A 41-year-old worker from Uttar Pradesh got a new lease of life after a rare surgery was performed on him in a city hospital recently.


Through the surgery in a city-based hospital, the right hand of the worker was joined to the left wrist to give him at least one useful hand.

Explaining about the rare surgery, Ganga Hospital, Head of the Department of Plastic and Hand and Microsurgery, Dr S Raja Sabapathy, told reporters here today that this was done because the right forearm was severely crushed making reattachment of the hand impossible. The left hand was so badly crushed that reconstruction of the same side was also not possible. In this situation, a rare surgery in the form of "Cross Hand Transfer at the wrist level" was done creating a record in the world.

Mr Matru Yadav hailing from Azamgarh in Uttar Pradesh was working as a contract labourer at the Aravangadu Cordite Factory. On June 2, 2014, in an accidental blast, his right hand was blown away and fell at a distance. The right forearm was destroyed.

On the left side, the whole palm was lost and only fingers without blood supply were found hanging. He was immediately given first aid and shifted to Ganga Hospital, Coimbatore, for further management.

Mr Yadav was in shock on arrival. He was resuscitated and made fit for surgery. The totally amputated right hand was properly stored by the doctors at the Aravangadu Hospital. Dr S Raja Sabapathy said they were shocked to find that on the right side the most of the forearm was missing almost close to the elbow. This made reattachment of the hand on the right side impossible. Whereas the left side, the palm was totally lost and the fingers were also damaged. So the possibility of him losing both hands was imminent.
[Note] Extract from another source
Issue #1844, opened 2025-03-25
Truncation bug


zakiali:
**Describe the bug**

During a long session where truncation is triggered, the UI session ends up having the following error `Failed to buffer the request body: length limit exceeded`. This is after truncation occurs successfully (as seen from the logs). This was assumed to be because the context is too long, but this seems to be a different error mode.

The microsurgical team quickly decided to replant the right hand on to the left side. It does involve some complex rearrangement of tendons and nerves because now the thumb of the original right hand goes to side of the little finger. Complex planning and execution was necessary to reroute the nerves and tendons so that when the nerves recover he still feels the thumb as the thumb and the complex movements of the thumb are still possible.

Dr Sabapathy said each case needed some planning and thinking because this surgery was rarely been done in the world.
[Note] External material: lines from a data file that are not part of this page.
PR #2895, opened 2025-06-12
Mnovich/temporal foreground tasks

Kvadratni:
## Final iteration of the scheduler on temporal
full implementation includes all of the required features.
and ability to switch the scheduler engine

https://github.com/user-attachments/assets/090b931b-bc17-4e2e-ba71-b245ec8c9964

PR #2967, opened 2025-06-17
Fix window not showing for some users

zanesq:
Turns out the users that had the issue was from goose trying to launch from a nonexistent previous directory or file path that was crashing the server.

- Added code to check if we have a valid directory before launching goosed and fallback to home if not.
- Change so the main window is created and displayed immediately without waiting for network requests.
- Also removed unused unzip package from testing.


wendytang (approved):

zanesq:
.bundle

temporal-service/go.mod
```diff
@@ -3,34 +3,33 @@ module temporal-service
 go 1.23.0
 
 require (
-	go.temporal.io/api v1.44.1
```
zanesq, line 6: cherry picked @Kvadratni [fix](https://github.com/block/goose/pull/2895/commits/6fa7da2b97af59fbc6106ad493f5730e43cd1bd0) to get builds working again

Kvadratni (approved):

zanesq:
.bundle

zanesq:
.bundle

zanesq:
.bundle

Issue #2812, opened 2025-06-07
Uncommon characters such as '’' (U+2019) in system prompts can degrade LLM performance


ackalker:
**Describe the bug**

Files such as `crates/goose/src/prompts/plan.md` and 
`crates/goose/src/prompts/system_gpt_4.1.md` contain characters such as '’' (U+2019: RIGHT SINGLE QUOTATION MARK) and others, which are probably quite uncommon in LLM training data, cause uncommon tokenization, and so can negatively influence (however subtly) the quality of LLM output, especially when used in system prompts or instructions for tool use.

**To Reproduce**
1. In a (Bourne-like) shell, execute the following command:
   `$ grep --color='always' -r -P -n "[^\x00-\x7F]" .|less -R`
2. Note the lines with uncommon quotation characters (ignore emoji).

**Expected behavior**
Strictly ASCII characters in system prompts and tool instructions, especially when used as word prefixes or suffixes, except when using clearly separated emoji.

**Screenshots**

![Image](https://github.com/user-attachments/assets/d1c46cd8-df0f-4d0d-9ed8-0e5d6e39405c)
OpenAI online tokenizer output for text containing right quotation mark. Notice that the important word `user's` is split into two tokens, which can influence LLM attention.

![Image](https://github.com/user-attachments/assets/4e775dfb-6f88-4b07-8f39-ca4f8df8e0da)
OpenAI online tokenizer ourput for the same text, but this time containing a common `'` apostrophe. The important word `user's` is tokenized as a single token.

**Please provide following information:**
 - **OS & Arch:** [WSL Ubuntu 24.04.2 LTS x86]
 - **Interface:** [CLI]
 - **Version:** [v1.0.24]
 - **Extensions enabled:** [Developer Tools, Computer Controller, Memory]
 - **Provider & Model:** [Ollama - qwen3:14b-16k-ctx]

**Additional context**

N/A

DOsinga:
fixed in https://github.com/block/goose/pull/2972 so closing

PR #2972, opened 2025-06-17
[fix][small] Replaced goose prompt unicode quotations with ascii quotations

tiensi:
https://github.com/block/goose/issues/2812

Updating Goose default prompts to use standard ascii quotation marks instead of unicode quotation marks. It's a small change but every token counts.

| Before | After |
| --- | --- |
| Before | After

[open ai tokenizer ui](https://platform.openai.com/tokenizer)

### DIFF
--- a/crates/goose-bench/src/assets/kubernetes_swagger.json
+++ b/crates/goose-bench/src/assets/kubernetes_swagger.json
@@ -5684,7 +5684,7 @@
           "type": "object"
         },
         "volumeHandle": {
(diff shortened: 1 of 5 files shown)


yingjiehe-xyz (approved):

angiejones:
wow! TIL

angiejones:
and THANK YOU 🙏🏽

ackalker:
You're very welcome :-)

The surgery took eight hours. Three teams of micro surgeons worked simultaneously one to prepare the amputated hand, one for each upper limb.

It was days after the operation now and the patient was doing well.

Dr Sabapathy said it would take six to nine months of physiotherapy to make his hand function well.

Dr Sabapathy said "if such reconstructions has to happen so many things has to be correct. First the doctors at the site must secure and bring the amputated part in a proper manner. The best way to bring is to place the part inside the plastic bag and place ice around it. Second the patient has to be brought to the microsurgical centre which has the facility to do it." He said the end result would be better than the best available prosthesis though cosmetically the position of the hand would look a little different.

The surgical team consisted of Dr Raja Sabapathy, Dr Hari Venkatramani, Dr SanjaiRamkumar, Dr Ravindra Bharathi, Dr Manoh, Dr Raja Shanmuga Krishnan and the anaesthesiology team consisted of Dr Venkateswaran, Dr Boopathy and Dr Arun.